(Collected data)
*****
PR #430, opened 2017-05-01
Let scrub-logs accept input from stdin

kimgr:
Use the fileinput module to take input from stdin or a named file.

This enables:

    $ include-what-you-use -Xiwyu -v7 file.cc 2>&1 | ./scrub-logs.py

which is very useful for comparing execution flows.


kimgr:
I'm guessing this is non-controversial. Merging.

PR #435, opened 2017-05-21
Add option to remove arguments from compile_commands

pkryger:
There are use cases when project's compile_commands.json has some
extra arguments that should be removed before passing to clang.
This can happen when project is compiled with gcc and it  flags that
are not supported to LLVM/Clang, i.e., `-fno-default-inline`. This
patch allows to achieve that behavior.

### DIFF
--- a/iwyu_tool.py
+++ b/iwyu_tool.py
@@ -95,7 +95,7 @@ def get_output(cwd, command):
     return process.communicate()[0].decode("utf-8").splitlines()
 
 
-def run_iwyu(cwd, compile_command, iwyu_args, verbose, formatter):
+def run_iwyu(cwd, compile_command, iwyu_args, remove_args, verbose, formatter):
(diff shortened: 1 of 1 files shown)


vsapsai:
Is it possible to edit compile_commands.json directly? Currently I'm reluctant to add this feature as having arguments to remove other arguments seems unnecessarily complicated. Another reason to solve your problem at compile_commands.json level is that not only include-what-you-use will benefit from it. All other tools using compilation DB (e.g. clang-tidy) will be able to work on your codebase.

kimgr:
While I can see how this would be convenient, I agree with @vsapsai that it would be nicer not to mess with this in `iwyu_tool.py`. There's an interesting project called `jq` that you could use to rewrite the compilation database before using: https://stedolan.github.io/jq/.

Vote to close.

kimgr:
No activity here for a while, and we'd prefer not to make iwyu_tool.py smarter. Closing.

PR #1676, opened 2025-01-21
Don't attempt to clear elaborated type duplicates

### LINKED ISSUE #1674: iwyu mangles anonymous unions
This is very similar to #1336 but is present as of iwyu 0.23 (i am unable to test latest master):

```cpp
int thing()
{
    union {
        int v1;
    } a, b;
    return 0;
}
```
```bash
$ include-what-you-use.exe stuff.cpp

stuff.cpp should add these lines:

stuff.cpp should remove these lines:
-   // lines 3-3

The full include-list for stuff.cpp:
---
```

Applying the suggestion would produce a syntaxically incorrect cpp, which is clearly undesirable
```cpp
int thing()
{
        int v1;
    } a, b;
    return 0;
}
```

The issue goes away if only a single variable is declared as a type of the union (i.e. if we change `union { .. } a, b;` to `union { .. } a;` or `union { .. } b;` ), and the test cases for #1336 (#1342 ) don't cover this multi-variable setup.

bolshakov-a:
It was assumed in #1232 that at most one elaborated type can "own" a tag declaration (i.e. none of possible following similar types redeclares that declaration), hence there should be no duplicates in `fwd_decl_map`. Even if that assumption is true, an `ElaboratedTypeLoc` may be handled more than once if it corresponds to different AST nodes. It happens when that type is used in a declaration of several variables.

Elaborated types should obviously not be removed in any case because they are part of user's main code and not of `#include` or fwd-decl lists.

This fixes #1674.

### DIFF
--- a/iwyu_output.cc
+++ b/iwyu_output.cc
@@ -1790,7 +1790,8 @@ void ClearDesiredForSurplusIncludesOrForwardDeclares(ContainerType& container) {
     typename ContainerType::iterator v = ++container.lower_bound(k->first);
     typename ContainerType::iterator vend = container.upper_bound(k->first);
     for (; v != vend; ++v) {
-      v->second->clear_desired();
+      if (!v->second->is_elaborated_type())
+        v->second->clear_desired();
     }
   }
 }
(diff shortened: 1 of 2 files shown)


kimgr:
LGTM, thank you!

PR #1678, opened 2025-01-27
Don't report type sugar from implicit code

### LINKED ISSUE #1613: `<ext/type_traits.h>` suggested for no apparent reason
```cpp
#include <algorithm>
#include <string>
#include <vector>

class C {
public:
    const std::string &str() const;
};

void f()
{
    std::vector<const C*> f;
    std::vector<const C*> c;
    bool b = std::equal(f.begin(), f.end(), c.begin(), [](const C* t1, const C* t2) {
        return t1->str() == t2->str();
    });
}
```

```
#include <ext/type_traits.h>  // for __gnu_cxx::__enable_if

#include <ext/type_traits.h>  // for __gnu_cxx::__enable_if
#include <algorithm>          // for std::equal
#include <string>             // for std::operator==, std::basic_string, std::string
#include <vector>             // for std::vector
---
```

If I change `str()` to return `bool` instead it is no longer suggested.

Happens with 0.23dev and I can reproduce it with back to 0.20 (no earlier binaries to  test with).

bolshakov-a:
Skip any sugar type nodes in any implicitly generated code, because type sugar is used only when it is explicitly written.

The additional methods have been placed into `IwyuAstConsumer` and not into `InstantiatedTemplateVisitor` because the latter should not report type sugar in any case (it should not even have any methods doing this).

The change in `VisitType` has been made because an exact type from an exception specification (e.g. `ElaboratedType`) may be skipped now.

This fixes #1613.


kimgr:
Thank you!

PR #1679, opened 2025-01-31
Fix libc++ mappings to allow <iosfwd> as a valid public include

### LINKED ISSUE #1656: `<iosfwd>` suggested to be replaced with full stream header with libc++
```cpp
#include <iosfwd>

void f(std::ostream&);
```

```
$ include-what-you-use -Xiwyu --update_comments -stdlib=libc++ input.cpp

input.cpp should add these lines:
#include <ostream>  // for ostream

input.cpp should remove these lines:
- #include <iosfwd>  // lines 1-1

The full include-list for input.cpp:
#include <ostream>  // for ostream
---
```

```
$ include-what-you-use -Xiwyu --update_comments input.cpp

input.cpp should add these lines:

input.cpp should remove these lines:

The full include-list for input.cpp:
#include <iosfwd>  // for ostream
---
```

This started with 0.23.

kon72:
Fixes #1656

### DIFF
--- a/iwyu_include_picker.cc
+++ b/iwyu_include_picker.cc
@@ -1183,23 +1183,23 @@ const IncludeMapEntry libcxx_include_map[] = {
 
 
     // For the following entries:
-    // cd llvm-project/libcxx/include ; find __fwd -type f -name "*.h" | sort | sed -e 's#__fwd/\(.*\).h#  { "<__fwd/\1.h>", kPrivate, "<\1>", kPublic },#'
+    // cd llvm-project/libcxx/include ; find __fwd -type f -name "*.h" | sort | sed -E 's#__fwd/(.*).h#  { "<__fwd/\1.h>", kPrivate, "<\1>", kPublic },# ; s#<(fstream|ios|istream|ostream|sstream|streambuf)>#<iosfwd>#'
     //
     // tweak hash, pair, subrange entries, and comment out bit_reference, get
     {"<__fwd/array.h>", kPrivate, "<array>", kPublic},
     //{"<__fwd/bit_reference.h>", kPrivate, "<bit_reference>", kPublic},
-    {"<__fwd/fstream.h>", kPrivate, "<fstream>", kPublic},
+    {"<__fwd/fstream.h>", kPrivate, "<iosfwd>", kPublic},
     //{"<__fwd/get.h>", kPrivate, "<get>", kPublic},
     {"<__fwd/hash.h>", kPrivate, "<functional>", kPublic},
-    {"<__fwd/ios.h>", kPrivate, "<ios>", kPublic},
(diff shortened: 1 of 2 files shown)


kimgr:
@kon72 Thanks!

The libstdc++ mappings always make me a little uncomfortable, as we don't have good test coverage for specific standard library impls (we can't guarantee that they're on the machine running the tests, etc).

This looks like all `__fwd/*.h` that happen to be mapped to the io subsystem headers will now _only_ be mapped to `<iosfwd>`? Won't that drop a bunch of bona fide includes of `<ostream>` and friends?

kimgr:
I tested this with:
```
// t.hh
#include <iosfwd>
void fofo(std::ostream& os);

// t.cc
#include "t.hh"
#include <ostream>

void fofo(std::ostream& os) {
  os << "fofo\n";
}
```
and it seems to be behaving nicely --

* with libc++ from llvm-16, there are no complaints on master or this PR branch
* with libc++ from llvm-17, there is indeed a suggestion to replace `<iosfwd>` by `<ostream>` in `t.hh` on master, but not on the PR branch

IWYU tests seem to be similarly broken with libc++ before and after the change. So I'm inclined to get this merged. Any other ideas for better real-world testing?

kimgr:
Also added `-stdlib=libc++` to the IWYU dogfood script, and it produces the same result before/after, so that seems sane.

firewave:
> Any other ideas for better real-world testing?

I came across these in the Cppcheck CI which runs IWYU with `libstdc++` and `libc++`. It also runs `clang-include-cleaner`.

It is a small codebase which only targets C++11 but sufficient as a smoketest.

Since I also want to run it on Windows in that job at some point I would need to build my own binary. I could probably also add optional support to build the latest development version.

kon72:
> This looks like all __fwd/*.h that happen to be mapped to the io subsystem headers will now only be mapped to <iosfwd>? Won't that drop a bunch of bona fide includes of <ostream> and friends?
>
> and it seems to be behaving nicely

Thanks for your check!
IWYU has default mappings which include `{ "<iosfwd>", kPublic, "<ios>", kPublic }` and `{ "<ios>", kPublic, "<ostream>", kPublic }`--that's why it still correctly handles `<ostream>` as a public header.

https://github.com/include-what-you-use/include-what-you-use/blob/463d1d300b32e0db332f90abe9dca44b8585a7ab/iwyu_include_picker.cc#L639-L658

firewave:
> IWYU has default mappings which include `{ "<iosfwd>", kPublic, "<ios>", kPublic }` and `{ "<ios>", kPublic, "<ostream>", kPublic }`--that's why it still correctly handles `<ostream>` as a public header.

They are also interchangeable - both are not a good thing IMO. See also #1540.

kimgr:
I've spent some time trying to worry about things that might break, but come up short :)

I think this is good to go. Thank you!

PR #1683, opened 2025-02-10
removed public-to-public mappings for streams

firewave:


firewave:
The failure of `cxx.test_no_char_traits` is expected. That is a behavior which was masked by these mappings and will lead to unnecessary stream includes being suggested. It also applies to `cxx.test_expl_inst_macro`.

`cxx.test_badinc` shows what is tried to being achieved here. That `<iosfwd>` is sufficient and the whole stream headers are not needed. Still experiences the same behavior as the other failures that unnecessary stream headers are being suggested.

firewave:
I rebased and the test failures look expected and reasonable. I will run it against Cppcheck later.

firewave:
This no longer seems to have any effect on Cppcheck: https://github.com/cppcheck-opensource/cppcheck/actions/runs/27867921277.

When I ran it a while ago I led to these changes: https://github.com/cppcheck-opensource/cppcheck/pull/6684.

firewave:
A shortcoming I see is that it suggests `<ostream>` for `std::ostringstream` when `<sstream>` already exists.

bolshakov-a:
@firewave, @kimgr, I think this can be rebased and merged now.

bolshakov-a:
> this can be rebased and merged now.

Actually, not. `operator<<(basic_ostream<char, traits>&, const char*)` is not mentioned in the `<ostream>` header synopsis, so `iwyu-mapgen-std-symbol.py` misses it, and IWYU requires `<ostream>` even if there is `<iostream>` included. That operator should probably be added into `HANDWRITTEN_MAPPING`.

It is also not fully clear to me if `<iostream>` is guaranteed to provide definitions of `std::char_traits` specializations, or `<string>` should be included for portability.

kimgr:
> It is also not fully clear to me if <iostream> is guaranteed to provide definitions of std::char_traits specializations, or <string> should be included for portability.

The kludge here seems to assume it implicitly: https://github.com/include-what-you-use/include-what-you-use/blob/b9853a1927e8a51032386ed7ce4a557d5f71d18a/iwyu_include_picker.cc#L392 -- if `<istream>` and `<ostream>` are allowed to provide for `std::char_traits`, it seems natural that `<iostream>` would include both `<istream>` and `<ostream>`, and thereby also provide it. But it's a bit sketchy, I agree.

bolshakov-a:
Asked here: https://discourse.llvm.org/t/do-i-o-stream-headers-provide-std-char-traits/91519.

bolshakov-a:
> That operator should probably be added into `HANDWRITTEN_MAPPING`.

I've opened #2092.

firewave:
> @firewave, @kimgr, I think this can be rebased and merged now.

Before merging this we need to add tests (seperately - not in this PR) which covers the shortcomings this exposes. Some were already mentioned here but it needs a proper look at the previous results (probably without the latest changes). I would like to see this merged so it makes the release but I am currently short on time for open source stuff.

bolshakov-a:
I hope the shortcomings can be eliminated by proper symbol mapping, but it is still not completely clear to me what it should look like: see [the aforementioned LLVM forum thread](https://discourse.llvm.org/t/do-i-o-stream-headers-provide-std-char-traits/91519).

PR #1684, opened 2025-02-10
[doc] Refresh the README install instructions

kimgr:
Now that e046d23571876e72719ef96a36ff0cb1cb2e64b6 has landed, and there's a complex but consistent policy for how to configure IWYU to use different resource dirs for built-in headers, try to actually explain it.

Issue #100 is now closed, so remove the link. It should no longer answer any questions.

### DIFF
--- a/README.md
+++ b/README.md
@@ -148,31 +148,93 @@ This builds all of LLVM, Clang and IWYU in a single tree.
 
 ### How to install ###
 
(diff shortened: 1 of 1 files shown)


kimgr:
Rendered markdown here: https://github.com/kimgr/include-what-you-use/blob/install-readme/README.md#how-to-install

Issue #1614, opened 2024-09-07
`<iterator>` suggested when using `std::set::rbegin()`


firewave:
```cpp
#include <set>

void f()
{
    std::set<int> configurations;
    if (*configurations.rbegin()) {}
}
```

```
test.cpp should add these lines:
#include <iterator>  // for std::reverse_iterator

test.cpp should remove these lines:

The full include-list for test.cpp:
#include <iterator>  // for std::reverse_iterator
#include <set>       // for std::set
---
```

Happens with latest trunk. Can also reproduce back to at 0.20 (I have currently no older binaries available).

kimgr:
Fixed on master as of 76bc5422971b24174eb2f48780690c27dd60ed04.

Issue #111, opened 2015-06-15
iwyu suggests too much to add (inherited += operator)


vsapsai:
Originally reported on Google Code with ID 111

```
    // an example:
    // main.cc
    #include "mystring.hh"

    int main()
    {
        mystring s;
        s += "hello"; // triggers spurious include
        return 0;
    }
    //mystring.hh
    #include <string>
    struct mystring : public std::basic_string<char> {};

due to '+=' usage iwyu wrongly suggests pulling '#include <string>'

While this one does not trigger warning:

    // main.cc
    #include "mystring.hh"

    int main()
    {
        mystring s;
        //s += "hello"; // triggers spurious include
        return 0;
    }

Thanks!
```

Reported by `slyich` on 2013-09-18 15:13:09

Issue #138, opened 2015-06-15
 iwyu suggests too much to add: shared_ptr


vsapsai:
Originally reported on Google Code with ID 138

```
For the following example it suggests <memory> even though it is only used through the
typedef.

//sharedptr_test.cc
#include "myptr.h"
int main() {
    myptr p;
    *p; //no error without this line
}
//myptr.h
#include <memory>
typedef std::shared_ptr<char> myptr;

The problem seems to be with the return type of "*p". Even though it simply evaluates
to "char" the template expression seems to be confusing IWYU. The problem is with 3.4.1
and HEAD and with libstdc++ and libc++.

Originally added as further example to #111 but moved to new issue because it isn't
the same problem

Related to #135.
```

Reported by `roland@rschulz.eu` on 2014-05-30 02:58:29

kimgr:
Fixed on master as of 76bc5422971b24174eb2f48780690c27dd60ed04, scheduled for IWYU 0.24.

It didn't even take 10 years! :-)

PR #1686, opened 2025-02-26
Improve operand type determination

### LINKED ISSUE #1657: unnecessary `<functional>` suggested for `std::set` comparison
```cpp
#include <set>

void f()
{
    std::set<int> s1;
    std::set<int> s2;
    (void)(s1 == s2);
}
```

```
$ include-what-you-use -Xiwyu --update_comments input.cpp

input.cpp should add these lines:
#include <functional>  // for less

input.cpp should remove these lines:

The full include-list for input.cpp:
#include <functional>  // for less
#include <set>         // for set, operator==, allocator
---
```

bolshakov-a:
clang inserts a "no-op" implicit cast nodes under the operator call expression node for some reason, and it hindered the determination of the written operand type. It caused bugs like e.g. when `std::set<int>` was compared with another one, it was considered as if its default template arguments (`std::less<int>` and `std::allocator<int>`) were explicitly written. `ReplayClassMemberUsesFromPrecomputedList` method reports all of them in that case.

`IgnoreParenImpCasts()` has been called to avoid this, as it has been done already in several other places where `GetTypeOf` function is used.

This fixes #1657.


kimgr:
Wow, high-impact patch! Looks like this also fixes https://github.com/include-what-you-use/include-what-you-use/issues/111

bolshakov-a:
That's good! Should I add a corresponding test case?

firewave:
This also fixes #1614.

firewave:
#138 is fixed by this as well.

kimgr:
> That's good! Should I add a corresponding test case?

If you have some spare energy to reduce them, that would be great.

bolshakov-a:
The reason of #111 and #138 is an implicit derived-to-base conversion which caused the target (base) type to be reported instead of the derived one before this patch. The reason of #1614 is hiding a type alias and is covered in my test cases. The exact case of #1657 is _not_ covered because I don't want to pull standard library headers in the test to launch "precomputed list" logic.

kimgr:
Feels like it would be good to have coverage for the derived-to-base conversion, that comes up all the time.

#138 looked more like aliasing to me, so that's presumably already covered?

And yeah, good call on avoiding standard library headers, that's not worth the additional coverage.

bolshakov-a:
> https://github.com/include-what-you-use/include-what-you-use/issues/138 looked more like aliasing to me, so that's presumably already covered?

Type aliases and class inheritance are different things and are handled by IWYU, obviously, differently. I don't think there may be an "author intent" policy for the inheritance, because a derived class author should include the base class declaration, there is no choice here. However, all the mentioned issues have the common cause: an `ImplicitCastExpr` AST node which hided the reasonable type.

tests/cxx/overloaded_operator.cc
```diff
@@ -0,0 +1,45 @@
...
+
+#include "tests/cxx/overloaded_operator-direct.h"
+
+void Fn() {
+  ProvidingAlias t1, t2;
+  // Test that IWYU determines the first argument type correctly
+  // as the providing alias and doesn't suggest the underlying type.
+  (void)(t1 == t2);
+  ProvidingRefAlias t3 = t1;
+  // Test that the extra parentheses doesn't hide the type as-written, and IWYU
```
kimgr, line 22: typo: `extra parentheses doesn't` -> `don't`

tests/cxx/overloaded_operator.cc
```diff
@@ -0,0 +1,45 @@
...
+  // doesn't suggest the underlying type, again.
+  (void)((t3) == t2);
+
+  // IWYU: Derived is...*indirect.h
+  Derived d1, d2;
+  // Test that IWYU ignores devived-to-base implicit conversion and reports
```
kimgr, line 28: typo: `devived-to-base` -> `derived-to-base`

kimgr:
A few typos, but looks good to me with them fixed! Thank you!

firewave:
> #138 looked more like aliasing to me, so that's presumably already covered?
> 
> And yeah, good call on avoiding standard library headers, that's not worth the additional coverage.

I ran 0.23 and 0.24dev against Cppcheck and looked at the diff and I can see the difference in the output:

```diff
@@ -2313,7 +2311,7 @@
 #include <cstddef>        // for std::size_t
 #include <functional>     // for std::function
 #include <map>            // for std::map
-#include <memory>         // for std::shared_ptr, std::__shared_ptr_access, std::operator!=, std::operator==
+#include <memory>         // for std::shared_ptr, std::operator!=, std::operator==
 #include <string>         // for std::string
 #include <unordered_map>  // for std::unordered_map
 #include <utility>        // for std::move
```

So that somewhat seconds as some kind of (manual) system test. I will try to do such comparisons for future releases as well.

bolshakov-a:
I'm afraid, however, that reporting an internal library stuff is unavoidable as IWYU sensitivity would raise. Clang sometimes loses the exact user-written type when building AST.

kimgr:
> I'm afraid, however, that reporting an internal library stuff is unavoidable as IWYU sensitivity would raise. Clang sometimes
> loses the exact user-written type when building AST.

Sorry, I didn't follow this. Do you mean this is a problem with this patch, or just a general concern? What do you mean by "IWYU sensitivity would raise"?

I would like to merge this, but if you think further refinements are necessary, I can wait.

bolshakov-a:
No, not with this patch, but in general. A saw such internal stuff suggestions on my local branches with other fixes, related to templates, in particular, and had no idea how to avoid them.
*****
Show all lines from the data that contain "fstream".

+    // cd llvm-project/libcxx/include ; find __fwd -type f -name "*.h" | sort | sed -E 's#__fwd/(.*).h#  { "<__fwd/\1.h>", kPrivate, "<\1>", kPublic },# ; s#<(fstream|ios|istream|ostream|sstream|streambuf)>#<iosfwd>#'
-    {"<__fwd/fstream.h>", kPrivate, "<fstream>", kPublic},
+    {"<__fwd/fstream.h>", kPrivate, "<iosfwd>", kPublic},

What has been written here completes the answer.